__Supplied information__.
-*-*-

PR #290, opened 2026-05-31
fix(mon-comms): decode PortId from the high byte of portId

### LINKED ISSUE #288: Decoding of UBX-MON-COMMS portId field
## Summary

-*-*-

__Problem requirements__.
Repeat the data exactly. Leave nothing out.

__Final answer__.
PR #290, opened 2026-05-31
fix(mon-comms): decode PortId from the high byte of portId

### LINKED ISSUE #288: Decoding of UBX-MON-COMMS portId field
## Summary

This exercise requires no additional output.